Aron Bookman and Annie Olson of Carfra Lawton were successful in having the Plaintiff’s claim dismissed on summary trial in Lowe v Sidney (Town of), 2020 BCSC 335.

In Lowe, the plaintiff slipped on what she believed to be black ice on a cool December morning while walking across a public parking lot owned by the Town of Sidney. She claimed that Sidney was negligent in failing to inspect and sand the parking lot and alleged that had it done so, she would not have slipped.

On the morning of the plaintiff’s slip, temperatures hovered between -2 to -3 degrees Celsius and there had been a mix of rain and snow the night before. A Sidney crewmember had been out from approximately 3:00 a.m. to 5:00 a.m. inspecting the roads in response to a message from the RCMP that said the “roads were getting icy”. The message, however, referred to the neighbouring municipality of North Saanich rather than Sidney.

The crewmember did not observe any ice on the roads during this early morning inspection, but laid precautionary salt intermittently throughout Sidney. At 7:30 a.m. the Sidney public works employees began their shifts and the crewmember instructed them to distribute sand throughout certain areas, which did not include the parking lot where the plaintiff slipped. The plaintiff slipped at approximately 8:45 a.m.

Sidney relied primarily on its Risk Management Policy, which provided for salting, sanding and/or ploughing on a priority basis, in response to an extreme weather event, a notification from the RCMP, a complaint or an observation of ice by a crewmember. Pursuant to the Policy, some areas of the Sidney are considered priorities (such as emergency routes and high-traffic areas) while others, including the parking lot where the plaintiff slipped, are not. It is a recognized principle in law that municipalities cannot be held liable for decisions they make that are dictated by financial, economic, and budgetary constraints, otherwise known as “policy decisions”.
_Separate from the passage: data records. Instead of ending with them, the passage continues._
PR #1280, opened 2018-11-29
3905: Ensure static OpenSearch cache is always initialized

kasperg:
#### Link to issue

https://platform.dandigbib.org/issues/3905

#### Description

If it is not then we risk passing NULL to array_key_exists(). This
will issue a warning.

#### Checklist

### DIFF
--- a/modules/opensearch/opensearch.client.inc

In dismissing the plaintiff’s claim, Justice G.C. Weatherill wrote:

[31] I am satisfied on the evidence presented by the defendant that the Policy was dictated by financial, economic, and budgetary constraints. It was a proper exercise of discretion. Included in the Policy was the determination that the defendant’s six public parking lots were areas of low priority for snow and ice inspection and control, in the absence of a particular complaint or extreme weather event. This was a resource allocation decision and, thus, an unassailable policy decision.

[35]        There is no evidence that the defendant’s snow and ice response that morning was unreasonable or demonstrated a lack of appreciation for public risk.  Mr. Kimber was working within the Policy when he dispatched his workers to perform salting and sanding to the areas that were done.
[36]        I find that the defendant has a complete defence to this action because the decisions it made during the morning in question regarding ice control were policy decisions, not operational decisions.

Justice G.C. Weatherill went on to write that, even if Sidney’s failure to inspect the parking lot was not a policy decision, the plaintiff had failed to prove that Sidney would have seen the alleged ice at all. This he found particularly true given that the plaintiff herself had not seen the alleged ice before she slipped on it.